PyData DC 2016 | Presentation: Promoting a data-driven culture in a world of microservices

Saturday 4:00 PM–4:45 PM in Room #1025 (1st Floor)

Promoting a data-driven culture in a world of microservices

Alex DeBrie, Kelly Burdine

Audience level:: Intermediate

Description

At Hudl, we give every employee full access to our data warehouse, and over 50% of our employees have personally written a query against it. In this talk, I discuss our journey to democratize our data. I touch on technical and non-technical challenges, including the tools we use and the structure of our teams.

Abstract

What you'll learn

Tips for:

Exporting from production databases
Building reliable data pipelines
Choosing which tools to use
Spreading data literacy at your company

Summary

A few years ago, Hudl switched from a monolithic app to a microservices architecture. This switch was great for developer productivity and site reliability, but it made it more difficult to get insights on user behaviors. Data was siloed across many databases, so querying across services was difficult or impossible.

In July 2015, we created the Data Engineering team in order to make our data more accessible. The Data Engineering team built Fulla, an internal data warehouse containing data from 20+ production databases and billions of logs. Today, squads from all areas of the company use Fulla to track key metrics and trends, make decisions on priorities, and engage with users.

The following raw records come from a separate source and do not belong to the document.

PR #140, opened 2015-04-08
Fix saving managed accounts

### LINKED ISSUE #139: Managed Account .save() fails with TypeError
This problem occurs in Python 2.7.6, using either stripe package v1.22.0 or v1.22.1, and API Version 2015-04-07 (latest) .

When trying to `save()` a `<class 'stripe.resource.Account'>` Managed Account instance, I am met with the following error:

>>> acct = stripe.Account.retrieve('acct_[Managed Account ID]')
>>> acct.support_phone = "2013331111"
>>> acct.save()
  File "<input>", line 1, in <module>
  File "C:\Python27\Lib\site-packages\stripe\resource.py", line 344, in save
    updated_params = self.serialize(None)
  File "C:\Python27\Lib\site-packages\stripe\resource.py", line 223, in serialize
    params[k] = v.serialize(previous.get(k, None))
  File "C:\Python27\Lib\site-packages\stripe\resource.py", line 227, in serialize
    params[k] = _serialize_list(v, previous.get(k, None))
  File "C:\Python27\Lib\site-packages\stripe\resource.py", line 55, in _serialize_list
    for i, v in enumerate(array):
TypeError: 'NoneType' object is not iterable

I even tried running `account.save()` before updating any fields, and I still got this error. It looks like `None` is being passed in place of the array by default, and so the Managed Account instance is unable to be saved/updated/overwritten - which leads me to believe this is a bug.

kyleconroy:
r? @bkrausz 

Fixes #139

### DIFF
--- a/stripe/resource.py
+++ b/stripe/resource.py
@@ -49,6 +49,7 @@ def _compute_diff(current, previous):
 
 
 def _serialize_list(array, previous):
+    array = array or []
     previous = previous or []
     params = {}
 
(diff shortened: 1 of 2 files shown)


bkrausz:
:+1: :sheep:

PR #141, opened 2015-04-18
Ultra verbose logging should be in DEBUG

xealot:
Log output of the entire HTTP response should be in DEBUG not in INFO. Putting everything in INFO gives me no ability to allow stripe to log without completely clobbering the logs in other ways.


kyleconroy:
@xealot +1 I think this is a great change. Not sure why the Travis build is failing. I'm rerunning the build, which should hopefully fix the issues.

xealot:
Thanks!

PR #142, opened 2015-04-20
Suggest adding contributors via script

xealot:
You can cancel or ignore this PR if it doesn't fit with your internal policies but I thought I would offer it anyway. Just an update to more accurately reflect the contributors of your project generated from the git history.


kyleconroy:
Sorry for leaving this hanging around! As you found out, the contributors file hasn't been updated in ages. Since it will always be out of date, I'd rather just use [the graph that GitHub provides](https://github.com/stripe/stripe-python/graphs/contributors).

In this talk, I discuss all aspects of Fulla. I talk about some of our challenges, including dealing with large scale MongoDB databases, as well as lessons learned on ensuring data quality and promoting a data-driven culture. Finally, I'll provide suggestions on tools to use, both paid and open-source. Tools discussed include Spark, Luigi, Redshift, re:dash, AWS Lambda, Sqoop, Hive, and more.